Klimawandel

Große Zukunft für Agrocomia-Palme?

Illegale Abholzung des Regenwaldes auf Sumatra/Indonesien von November 2011.
Abholzungen des Regenwaldes verstärken den Klimawandel © picture alliance / dpa / WWF-Indonesia
Thomas Hilger im Gespräch mit Liane von Billerbeck  · 09.09.2016
Die Agrocomia-Palme gehört zu den vernachlässigten Kulturpflanzen. Dabei könnte sie eine interessante Alternative zu anderen Biopflanzen sein, deren Abbau den Klimawandel beschleunigt.
Der Agrarexperte Thomas Hilger beklagt eine Einseitigkeit des Ölmarktes, der vor allem auf die afrikanische Ölpalme setze.
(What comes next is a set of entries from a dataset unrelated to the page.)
PR #6538, opened 2024-09-12
macos and other CI improvements

bunnybot:
[tothxa](https://codeberg.org/tothxa)*[Mirrored from Codeberg](https://codeberg.org/wl/widelands/pulls/4899)*
*Created on Thu Sep 12 22:17:16 CEST 2024 by [**Tóth András (tothxa)**](https://codeberg.org/tothxa)*

---

**Type of change**
Bugfix / Enhancement

**Issue(s) closed**
 - warnings issued by macos builds for already installed packages
 - try to work around sporadic "resource busy" errors in macos builds
 - move build dep lists from `install_dependencies.sh` to separate files for CI platforms to only run builds for the affected OSes when dependencies change

**New behaviour**
`ccache`, `doxygen` and `graphviz` dependencies are removed.

`doxygen` and `graphviz` are not used by the workflow, but some users may want to build the documentation locally. However, other platforms don't install them either. `graphviz` pulled in lots of additional dependencies too.

`ccache` was supposedly used by the workflow build, but the cache wasn't actually stored, so I doubt it had any advantage. OTOH, `homebrew` kept telling us in the log that they are opposed to it, so will not use it.

**Possible regressions**
CI, dependency installation


hessenfarmer (approved):
changes look reasonable and the ci was green 
so porobably we should have this.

Sie werde seit mehr als hundert Jahren intensiv genutzt. Zu der Zurückhaltung gegenüber Alternativen sagt der wissenschaftliche Mitarbeiter an der Universität Hohenheim, der seit Jahren über die Agrocomia forscht: "Momentan gibt es nicht sehr großes Interesse, da etwas auszuweiten." Hilger hat gemeinsam mit anderen Wissenschaftlern ein Verfahren entwickelt, dass ein schnelleres Keimen der Agrocomia ermöglicht.
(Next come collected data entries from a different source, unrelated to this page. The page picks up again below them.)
Issue #6557, opened 2024-10-31
several crashes with v1.2.1 rc1


frankystone:
We played a multiplayer game with version 1.2.1-rc1. 

Map: Fellowships
Players: Teayo (release build, windows i guess), hessenfarmer(release build, windows), kaputtnik, host  (debug build, linux)
Win condition: Territorial Lord, 3 hrs
Naval warefare: enabled

After some time the following occurred:
Teayo wasn't able to do create a warship because his ship window didn't provide the "Refit to Warship button". kaputtnik had this button, but as soon he clicked on it the game crashed.
After reloading the save game, we found that the "Configure game" menu lacked the entry "Enable Naval Warefare" below the "Show more options" dropdown.
Starting this save game works fine and Teayo suddenly had the "Refit to warship" button in his ship window and kaputtnik could press this button in his ship window without a crash.

After that from time to time the client hessenfarmer crashed with error "Unreachable code was reached", but after reloading the emergency save game we could continue the game.
After several crashes of this type we decided to end the game.

**Replays**
[2024-10-31T2.zip](https://github.com/user-attachments/files/17594009/2024-10-31T2.zip)

**Savegames**
[wl_autosave_nethost_0.zip](https://github.com/user-attachments/files/17594014/wl_autosave_nethost_0.zip)

**Version:**
 - OS: div
 - Widelands Version: v 1.2.1-rc1
 - Enabled Add-Ons: "Where are my heroes" but i didn't used it (probably because i had no heroes :smile:  )

bunnybot:
Mirrored on Codeberg as [#CB4917](https://codeberg.org/wl/widelands/issues/4917).

hessenfarmer:
the actual error message was this

ERROR:   FATAL EXCEPTION: [D:/a/widelands/widelands/src/logic/map.cc:2191] [D:/a/widelands/widelands/src/logic/map.cc:2191] Unreachable code was reached.
[stdout.txt](https://github.com/user-attachments/files/17594103/stdout.txt)

frankystone:
Ah, tomorrow i try to remember to enable the "write syncstreams" option (if i host again). or should this be enabled by all players?

frankystone:
Hm, i can't find the option "Write Syncstreams" anymore. Was it removed?

bunnybot:
[...]

PR #6563, opened 2024-11-02
Preserve debug symbols in windows debug builds

bunnybot:
[tothxa](https://codeberg.org/tothxa)*[Mirrored from Codeberg](https://codeberg.org/wl/widelands/pulls/4923)*
*Created on Sat Nov 02 21:42:48 CET 2024 by [**Tóth András (tothxa)**](https://codeberg.org/tothxa)*

---

**Type of change**
Bugfix / New feature

**Issue(s) closed**
Missing debug symbols in build artifacts (re https://codeberg.org/wl/widelands/issues/4917#issuecomment-2421298)

**New behavior**
 - exports the executable (and debug symbols where appropriate) as separate artifact too to allow smaller downloads
 - do not fail all builds on first failure (re https://codeberg.org/wl/widelands/pulls/4910/files#issuecomment-2403794)
 - add manually triggered workflow to clean up obsolete release artifacts

**Possible regressions**
Exhausting artifacts quota? Otherwise not much.

**Additional context**
`gdb` cannot use the `.pdb` symbol file from `msvc`, but I gather that there should be freeware debuggers that can.

I was able to attach `gdb` even on linux with wine to the mingw build:
 - on debian or ubuntu the `gdb-mingw-w64` and `gdb-mingw-w64-target` packages are needed
 - run `wine /usr/share/win32/gdbserver.exe localhost:1111 widelands.exe`
 - in another terminal window or tab, run `x86_64-w64-mingw32-gdb widelands.exe`
 - set up in gdb: `target extended-remote localhost:1111`
 - after this, normal `gdb` commands work

I was able to set breakpoints, but the filenames were somehow wrong... `map.cc` was reported not having line 2191, and `get_neighbour()` was shown as being in `pathfield.h` instead of `map.cc`. After figuring this out, the line numbers of `map.cc` worked when applied to `pathfield.h`... (unfortunately I can't reproduce the `get_neighbour()` bug from #6557 with this branch based on current master with the 1.2.1-rc1 savegame from the bug report)


.github/workflows/build_windows.yaml
```diff
@@ -39,7 +40,14 @@ jobs:
...
         if ((Select-String -Quiet REVDETECT-BROKEN VERSION)) { exit 1 }
         cmake.exe --build .
-        strip -sv ./src/widelands.exe
+        if ("${{ matrix.config }}" -Match "Release") {
+          strip -sv ./src/widelands.exe
+        }
+    - name: Uploading executable
+      uses: actions/upload-artifact@v4
+      with:
+        name: Widelands_exe_${{ matrix.config }}_${{ matrix.arch }}_MinGW
```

Geschmack wie bei Paranüssen

"Der Vorteil von dieser Palme ist, dass sie eben nicht nur in bestimmten Standorten vorkommt, wie zum Beispiel tropischer Regenwald", sagt Hilger. Sie wachse auch in subtropischen Gegenden. Die Agrocomia-Palme sei vielseitig nutzbar, sagt Hilger. Die Früchte der Pflanze und deren Samen könnten genutzt werden, um Öl zu gewinnen. Andere Teile seien für Tier und Mensch essbar. Den Geschmack der Samen vergleicht Hilger mit dem von Paranüssen.

Mangelnde Vielfalt

"Vier Nutzpflanzen machen im Prinzip unseren gesamten Kalorienbedarf aus", sagt Hilger. Früher seien das wesentlich mehr Pflanzen gewesen. "Diese Verarmung, die ist dann natürlich problematisch in Bezug auf Anpassung an Klimawandel." Sie sei auch schwierig, wenn bestimmte Krankheitserreger auftauchten, die zu Ernährungskatastrophen führen könnten. Hilger hofft deshalb, dass die Agrocomia als mögliche Alternative noch eine große Zukunft vor sich haben könnte.
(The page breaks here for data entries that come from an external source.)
PR #6565, opened 2024-11-05
Mingw dependencies pin architecture

hessenfarmer:
**Type of change**
Enhancement

currently only Packages could be fixed by version, while dependencies fixed versions were ignored.

**New behavior**
now we can take care of fixed versions of dependencies as well.

additionally we can limit some packages only to one architecture.


bunnybot (commented):
[tothxa](https://codeberg.org/tothxa)*[Mirrored from Codeberg](https://codeberg.org/wl/widelands/pulls/4925#issuecomment-2432253)*
*On Thu Nov 07 21:45:15 CET 2024, [**Tóth András (tothxa)**](https://codeberg.org/tothxa) **approved** this pull request:*

Looks OK and worked in the CI.

PR #6570, opened 2024-11-11
Productionsite input queue compatibility with notification

bunnybot:
[tothxa](https://codeberg.org/tothxa)*[Mirrored from Codeberg](https://codeberg.org/wl/widelands/pulls/4930)*
*Created on Mon Nov 11 02:06:22 CET 2024 by [**Tóth András (tothxa)**](https://codeberg.org/tothxa)*

---

**Type of change**
New feature

**Issue(s) closed**
Continuation of #6531

**New behavior**
Updates the input queues of production sites on game loading if the building definition changed between the saving and loading versions. Sends an in-game message to the player for each modified building.

**Possible regressions**
Everything related to in-game messages and message previews in the info panel.
Possibly desyncs in multiplayer?

**Additional context**
This was harder than I expected, but here it is. :) ~I haven't tested it in multiplayer yet.~ *Passed minimal multiplayer test.* ~The message still needs formatting, and probably more detailed info too, at least about lost wares.~

I would have opened this against @cake-pie 's PR branch, but
 - I'm not sure how well bunnybot can handle a PR against a mirror branch
 - if I opened it on github, it wouldn't be visible in the project repo
 - this is based on the `psiq-compat-d` branch, not the PR branch


src/map_io/map_buildingdata_packet.cc
```diff
@@ -819,17 +820,170 @@ void MapBuildingdataPacket::read_productionsite(ProductionSite& productionsite,
...
+				// Probably not worth adding graphic/text_layout as a dependency. It would
+				// require specifying the font styles too, but we already get that through
+				// Building::send_message().
+				// TODO(tothxa): The only problem is the hard-coded vspace gap.
+				static const std::string list_heading("<vspace gap=8><p>%s</p>");
+				static const std::string list_entry("<p> • %s</p>");
+
+				std::string body("<p>");
+				/** TRANSLATORS: %s is a building name */
+				body += format(_("The inputs of %s have changed. Please review the current "
```
hessenfarmer: this won't work in all languages due to e.g. the article, sex , etc. of the buildings name,  
How about 
```suggestion
				body += format(_("The inputs of the building(s): "%s" have changed. Please review the current "
```

src/map_io/map_players_messages_packet.cc
```diff
@@ -119,27 +127,23 @@ void MapPlayersMessagesPacket::read(FileSystem& fs,
 						assert(mol.is_object_loaded(mo));
 						serial = mo.serial();
 					}
-					// Compatibility code needed for map loading.
```
hessenfarmer, line 122: we normally try to keep map compatibility for the longest time possible. so unless it is proven that a map from build 18 won't load anyway we should keep this.

src/wui/game_message_menu.cc
```diff
@@ -487,14 +487,7 @@ void GameMessageMenu::filter_messages(Widelands::Message::Type const msgtype) {
...
 
-	case Widelands::Message::Type::kNoMessages:
-	case Widelands::Message::Type::kAllMessages:
-	case Widelands::Message::Type::kGameLogic:
-	case Widelands::Message::Type::kEconomySiteOccupied:
-	case Widelands::Message::Type::kWarfareSiteDefeated:
-	case Widelands::Message::Type::kWarfareSiteLost:
-	case Widelands::Message::Type::kWarfareUnderAttack:
-	case Widelands::Message::Type::kTradeOfferReceived:
+	default:
```
hessenfarmer: I believe the case list was intended to ensure that only our defined messge types are processed. Other types would throw an error by falling through to default, which is defined as unreachabele code.  So why to skip this safeguarded list. (

hessenfarmer (changes requested):
some inliners.
IMHO putting all the information about the changed wares in the mesages is overkill.  
the important message is from my point of view Something at building y has changed, see and check.   
the rest could simply be logged in verbose mode as it is not relevant for the gameplay but for debugging only .

src/logic/message.h
```diff
@@ -37,11 +37,14 @@ struct Message {
 		kSeafaring,
 		kEconomy,              // economy
 		kEconomySiteOccupied,  // economy
-		kWarfare,              // everything starting from here is warfare
+		kWarfare,              // warfare messages
 		kWarfareSiteDefeated,
 		kWarfareSiteLost,
 		kWarfareUnderAttack,
+		kWarfareEnd = kWarfareUnderAttack,  // end of warfare messages
```
bunnybot, line 44: [hessenfarmer](https://codeberg.org/hessenfarmer)*[Mirrored from Codeberg](https://codeberg.org/wl/widelands/pulls/4930#issuecomment-2485577)*
*On Sat Nov 30 20:31:50 CET 2024, [**Stephan Lutz (hessenfarmer)**](https://codeberg.org/hessenfarmer) wrote:*

---

do we really need this virtual value.

bunnybot (commented):
[hessenfarmer](https://codeberg.org/hessenfarmer)*[Mirrored from Codeberg](https://codeberg.org/wl/widelands/pulls/4930#issuecomment-2485578)*
*On Sat Nov 30 20:31:50 CET 2024, [**Stephan Lutz (hessenfarmer)**](https://codeberg.org/hessenfarmer) commented.*

src/logic/message.h
bunnybot, line 44: [tothxa](https://codeberg.org/tothxa)*[Mirrored from Codeberg](https://codeberg.org/wl/widelands/pulls/4930#issuecomment-2485729)*
*On Sat Nov 30 22:07:28 CET 2024, [**Tóth András (tothxa)**](https://codeberg.org/tothxa) wrote:*

---

I believe it's generally good practice to use such virtual enum members for this kind of comparison. The problem here is though that this enum wasn't designed with extensibility in mind, even though it is stored by value in savegames, so it's not possible to rearrange them. Just look at the other check for the economy types...

hessenfarmer: I just thought that we could have checked <=kWarfareUnderAttack as previously done for the economy. 
However I am fine with this. At least we do not declare the (potential) trade messages as warfare messages anymore.

hessenfarmer:
> [tothxa](https://codeberg.org/tothxa)_[Mirrored from Codeberg](https://codeberg.org/wl/widelands/pulls/4930#issuecomment-2485743)_ _On Sat Nov 30 22:19:21 CET 2024, [**Tóth András (tothxa)**](https://codeberg.org/tothxa) wrote:_
> 
> > I just recently had the issue where we fell through to a Never_HERE() which made it much easier to find the bug,. So I really do believe this check together with the definition of NEVER_HERE() does make sense in case the message type gets corrupted.
> 
> In these 2 places we don't do anything with the value afterwards. The only effect is that we toggle some buttons in the message box window / select an image to represent the message type. The `default:` case doesn't hurt in either `switch` even if the value is corrupted.

It is not about whether any harm is done or not. It is about detecting corruption. IMHO NEVER_HERE() was defined for this case to safeguard a strucutured control flow, by detecting when "unreacahable" code is executed.  I'd deem this good coding practise and I am strictly against removing it.

hessenfarmer (approved):
LGTM now.
tested and working

hessenfarmer:
@bunnybot update merge

PR #6580, opened 2024-11-28
Refactor and speedup add-ons manager rebuild

bunnybot:
[Nordfriese](https://codeberg.org/Nordfriese)*[Mirrored from Codeberg](https://codeberg.org/wl/widelands/pulls/4940)*
*Created on Thu Nov 28 17:37:52 CET 2024 by [**Benedikt Straub (Nordfriese)**](https://codeberg.org/Nordfriese)*

---

**Type of change**
Refactoring

**Issue(s) closed**
With more than 500 maps available for download, the add-ons manager was becoming very slow to respond when changing filtering or sorting criteria.

**How it works**
- Split the large `AddOnsCtrl::rebuild()` function into three smaller functions, one for each tab.
- After any change, rebuild only the tab(s) that have changed.
- Cache unchanged rows, which noticeably and significantly speeds up responsiveness.
  The many memory allocations of creating many new rows had by far the biggest performance impact (~95% of the total time).
  So now we only do the whole, costly work once when fetching the remotes, and then only recreate individual rows as needed.

**Possible regressions**
A tab not being updated when it should be; outdated rows not being flushed from the cache.


hessenfarmer (changes requested):
code looks reasonable.
I tested it as well and it is more performant. 
However switching to the browse or maps tab does download both the browse and the maps. So performance could be improved further to just fetch the tab tht is selcted from the server rather then both tabs

hessenfarmer (approved):

hessenfarmer:
@bunnybot merge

Das Interview im Wortlaut:

Liane von Billerbeck: Man nennt sie Bio-Pflanzen, aber man holzt dafür massenhaft Regenwälder ab. Ob es nun um den Anbau von Mais oder Zuckerrohr, um die Afrikanische Palme oder um Raps geht, all diese Stoffe, die dann gegessen, auf die Haut geschmiert oder im Tank verbrannt werden. Doch der ökologische Schaden ist beträchtlich, ja dramatisch, der Klimawandel nimmt zu. Dabei gäbe es Alternativen, eine Pflanze namens Agrocomia. Wenn Sie davon noch nicht gehört haben, die wird in Süd- und Mittelamerika durchaus angebaut und könnte auch hier eine Pflanze der Zukunft sein. Thomas Hilger ist Agrarexperte, wissenschaftlicher Mitarbeiter an der Universität Hohenheim und befasst sich seit 2009 mit der Agrocomia-Palme. Schönen guten Tag!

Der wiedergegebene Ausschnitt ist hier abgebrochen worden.